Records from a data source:
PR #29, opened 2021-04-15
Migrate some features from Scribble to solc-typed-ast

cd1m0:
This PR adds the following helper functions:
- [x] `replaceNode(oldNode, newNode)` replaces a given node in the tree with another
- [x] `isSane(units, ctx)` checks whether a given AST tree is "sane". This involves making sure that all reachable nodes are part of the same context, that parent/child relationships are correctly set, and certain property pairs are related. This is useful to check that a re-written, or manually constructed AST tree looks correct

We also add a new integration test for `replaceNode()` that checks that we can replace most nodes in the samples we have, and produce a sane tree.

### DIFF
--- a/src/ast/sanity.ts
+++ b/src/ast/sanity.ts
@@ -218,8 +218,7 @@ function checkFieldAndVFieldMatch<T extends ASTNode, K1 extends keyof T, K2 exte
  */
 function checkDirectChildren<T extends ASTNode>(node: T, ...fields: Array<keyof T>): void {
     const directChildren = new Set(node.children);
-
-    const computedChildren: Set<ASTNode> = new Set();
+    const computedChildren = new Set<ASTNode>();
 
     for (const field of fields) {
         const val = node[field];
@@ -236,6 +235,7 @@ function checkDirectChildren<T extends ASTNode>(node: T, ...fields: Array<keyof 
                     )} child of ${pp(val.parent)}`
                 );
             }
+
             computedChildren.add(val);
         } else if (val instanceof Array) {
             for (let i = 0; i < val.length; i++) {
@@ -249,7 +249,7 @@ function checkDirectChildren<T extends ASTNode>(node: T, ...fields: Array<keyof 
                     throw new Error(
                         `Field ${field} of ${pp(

---

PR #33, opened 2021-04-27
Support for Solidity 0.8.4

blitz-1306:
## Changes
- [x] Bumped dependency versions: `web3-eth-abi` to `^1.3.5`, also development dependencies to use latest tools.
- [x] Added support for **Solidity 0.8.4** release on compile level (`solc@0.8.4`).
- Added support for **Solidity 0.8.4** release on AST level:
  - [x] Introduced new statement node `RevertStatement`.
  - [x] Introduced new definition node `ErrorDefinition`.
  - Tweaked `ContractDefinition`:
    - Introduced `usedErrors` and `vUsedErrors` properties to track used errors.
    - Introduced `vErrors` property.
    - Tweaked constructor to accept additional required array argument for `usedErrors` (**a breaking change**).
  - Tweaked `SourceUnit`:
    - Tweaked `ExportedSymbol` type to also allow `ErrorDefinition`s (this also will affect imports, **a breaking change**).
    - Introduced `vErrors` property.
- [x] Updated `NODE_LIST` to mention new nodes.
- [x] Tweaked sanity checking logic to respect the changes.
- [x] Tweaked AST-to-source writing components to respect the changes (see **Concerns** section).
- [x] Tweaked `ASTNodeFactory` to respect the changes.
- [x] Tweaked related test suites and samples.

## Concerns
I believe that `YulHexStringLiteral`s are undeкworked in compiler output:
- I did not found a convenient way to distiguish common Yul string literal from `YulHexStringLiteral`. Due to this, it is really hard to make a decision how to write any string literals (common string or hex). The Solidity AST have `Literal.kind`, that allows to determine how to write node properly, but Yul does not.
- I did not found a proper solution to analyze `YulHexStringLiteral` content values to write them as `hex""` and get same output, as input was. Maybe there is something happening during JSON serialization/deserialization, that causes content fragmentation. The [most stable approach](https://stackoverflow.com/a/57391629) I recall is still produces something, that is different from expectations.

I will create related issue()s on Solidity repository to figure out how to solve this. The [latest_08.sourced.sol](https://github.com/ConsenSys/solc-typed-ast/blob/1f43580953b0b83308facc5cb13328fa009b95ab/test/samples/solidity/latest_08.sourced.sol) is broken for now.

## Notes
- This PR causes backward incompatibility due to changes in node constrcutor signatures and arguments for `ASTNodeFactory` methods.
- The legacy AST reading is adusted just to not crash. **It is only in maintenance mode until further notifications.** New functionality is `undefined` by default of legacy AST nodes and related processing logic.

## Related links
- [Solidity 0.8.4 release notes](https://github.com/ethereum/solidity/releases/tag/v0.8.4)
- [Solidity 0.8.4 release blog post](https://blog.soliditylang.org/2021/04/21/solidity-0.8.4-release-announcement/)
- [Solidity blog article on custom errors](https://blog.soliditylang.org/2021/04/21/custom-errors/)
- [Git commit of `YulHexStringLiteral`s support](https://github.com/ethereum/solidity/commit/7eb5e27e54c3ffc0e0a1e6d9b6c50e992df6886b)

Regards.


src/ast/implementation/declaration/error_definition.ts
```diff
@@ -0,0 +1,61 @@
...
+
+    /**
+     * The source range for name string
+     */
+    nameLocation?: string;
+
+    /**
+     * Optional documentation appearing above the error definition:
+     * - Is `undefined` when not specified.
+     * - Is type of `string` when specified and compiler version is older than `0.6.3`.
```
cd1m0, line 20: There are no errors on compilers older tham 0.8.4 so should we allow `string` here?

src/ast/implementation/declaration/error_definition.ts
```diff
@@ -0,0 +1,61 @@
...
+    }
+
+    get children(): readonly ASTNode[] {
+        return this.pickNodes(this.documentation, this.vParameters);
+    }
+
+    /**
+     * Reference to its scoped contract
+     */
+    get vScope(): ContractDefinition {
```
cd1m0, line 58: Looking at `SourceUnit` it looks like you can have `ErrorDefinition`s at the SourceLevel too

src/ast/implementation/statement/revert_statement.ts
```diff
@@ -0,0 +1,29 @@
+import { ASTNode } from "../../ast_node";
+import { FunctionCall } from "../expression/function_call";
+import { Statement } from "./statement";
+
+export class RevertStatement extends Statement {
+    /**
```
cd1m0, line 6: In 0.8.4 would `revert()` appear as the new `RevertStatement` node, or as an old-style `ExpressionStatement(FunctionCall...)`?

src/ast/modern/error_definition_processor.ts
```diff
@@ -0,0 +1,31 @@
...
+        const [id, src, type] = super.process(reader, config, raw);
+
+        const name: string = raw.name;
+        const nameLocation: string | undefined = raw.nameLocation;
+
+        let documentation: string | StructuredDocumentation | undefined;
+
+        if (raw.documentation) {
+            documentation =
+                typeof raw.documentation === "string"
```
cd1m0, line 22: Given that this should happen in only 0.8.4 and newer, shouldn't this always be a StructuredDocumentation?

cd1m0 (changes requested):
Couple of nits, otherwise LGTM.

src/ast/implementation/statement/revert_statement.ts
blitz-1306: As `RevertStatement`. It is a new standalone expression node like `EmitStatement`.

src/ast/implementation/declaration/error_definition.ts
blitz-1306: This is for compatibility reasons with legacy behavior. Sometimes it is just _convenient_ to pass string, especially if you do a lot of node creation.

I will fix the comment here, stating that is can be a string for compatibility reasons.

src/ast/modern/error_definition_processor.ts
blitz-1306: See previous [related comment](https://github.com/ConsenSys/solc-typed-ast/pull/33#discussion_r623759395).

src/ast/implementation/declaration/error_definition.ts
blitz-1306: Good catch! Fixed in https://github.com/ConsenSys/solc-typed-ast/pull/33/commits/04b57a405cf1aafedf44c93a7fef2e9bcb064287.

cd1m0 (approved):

### [WORK TASK]
Return only the part of the records above that opens with the line containing "- This PR causes" and closes with the line containing "## Related links", ends included.

### [TASK RESPONSE]
- This PR causes backward incompatibility due to changes in node constrcutor signatures and arguments for `ASTNodeFactory` methods.
- The legacy AST reading is adusted just to not crash. **It is only in maintenance mode until further notifications.** New functionality is `undefined` by default of legacy AST nodes and related processing logic.

## Related links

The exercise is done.